Jake Camarda

No. 5
- Position: Punter

Personal information
- Born: April 20, 1999 (age 27) Norcross, Georgia, U.S.
- Listed height: 6 ft 1 in (1.85 m)
- Listed weight: 193 lb (88 kg)

Career information
- High school: Norcross
- College: Georgia (2018–2021)
- NFL draft: 2022: 4th round, 133rd overall pick

Career history
- Tampa Bay Buccaneers (2022–2024); Buffalo Bills (2025)*; Columbus Aviators (2026)*;
- * Offseason or practice squad member only

Awards and highlights
- CFP national champion (2021); Third-team All-American (2020); 2× First-team All-SEC (2020, 2021); SEC Special Teams Player of the Year (2020);

Career NFL statistics
- Punts: 169
- Punting yards: 8,302
- Punting average: 49.1
- Longest punt: 74
- Inside 20: 53
- Stats at Pro Football Reference

= Jake Camarda =

American football player (born 1999)

Jack Jacob Camarda (born April 20, 1999) is an American former professional football player who was a punter in the National Football League (NFL). He played college football for the Georgia Bulldogs and was named SEC Special Teams Player of the Year in 2020 before being selected by the Tampa Bay Buccaneers in the fourth round of the 2022 NFL draft.

== Early life ==
Camarda attended Norcross High School in Norcross, Georgia. As a senior he punted 37 times in 10 games with an average 46.2 yards per punt; his longest punt was 65 yards. He was ranked as a 3-star recruit and the best punter in the class of 2018. He committed to Georgia on April 22, 2017, over the likes of Kentucky and Rutgers.

== College career ==
As a true freshman at Georgia in 2018, Camarda appeared in 13 games recording 43 punts for 1,830 yards, averaging 42.6 yards. In Camarda's sophomore season, he played in 14 games totaling 61 punts for 2,857 yards, averaging 46.8 yards. As a junior in 2020, Camarda recorded 36 punts for 1,677 yards with an average of 46.6 yards. He was named the Southeastern Conference (SEC) Special Teams Player of the Year and was selected to the First-team All-SEC. Camarda decided to come back for a senior season in 2021 rather than to enter the 2021 NFL draft. In Camarda's senior season, he played in 15 games having 47 punts for 2,197 yards with an average of 46.7 yards. He was named to the First-team All-SEC for a second straight season. Camarda declared for the 2022 NFL draft on January 17, 2022, one week after winning the National Championship.

==Professional career==

Pre-draft measurables
| Height | Weight | Arm length | Hand span | Wingspan | 40-yard dash | 10-yard split | 20-yard split |
| 6 ft 1+1⁄8 in (1.86 m) | 193 lb (88 kg) | 30+1⁄2 in (0.77 m) | 9+1⁄2 in (0.24 m) | 6 ft 2+7⁄8 in (1.90 m) | 4.56 s | 1.53 s | 2.62 s |
All values from NFL Combine

===Tampa Bay Buccaneers===
Camarda was selected by the Tampa Bay Buccaneers in the fourth round (133rd overall) of the 2022 NFL Draft. On June 9, 2022, he signed his rookie contract. Camarda was named the National Football Conference (NFC) Special Teams Player of the Week for his performance in Week 9, where he kicked a franchise-tying 74-yard punt, while also placing four of his six punts inside the 20-yard line. As a rookie, Camarda appeared in all 17 games and finished with a 48.85 average on 79 punts.

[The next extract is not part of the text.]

PR #9121, opened 2024-07-07
Added support for Quorum Queues

### LINKED ISSUE #6067: support for quorum queues
# Checklist

* [x] I have checked the [issues list](https://github.com/celery/celery/issues?utf8=%E2%9C%93&q=is%3Aissue+label%3A%22Issue+Type%3A+Feature+Request%22+)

In Week 2 of the 2023 season, Camarda was named NFC Special Teams Player of the Week, becoming the first Buccaneer player to have won the title twice in franchise history. He was additionally named NFC Special Teams Player of the Month for September. In the 2023 season, he had 77 punts for 3,854 yards for a 50.05 average.

On October 22, 2024, Camarda was released by the Buccaneers in favor of Trenton Gill.

===Buffalo Bills===
On January 7, 2025, Camarda signed a reserve/future contract with the Buffalo Bills. He was waived on July 22.

=== Columbus Aviators ===
On February 3, 2026, Camarda signed with the Columbus Aviators of the United Football League (UFL). He was moved to the retired list on March 16, 2026.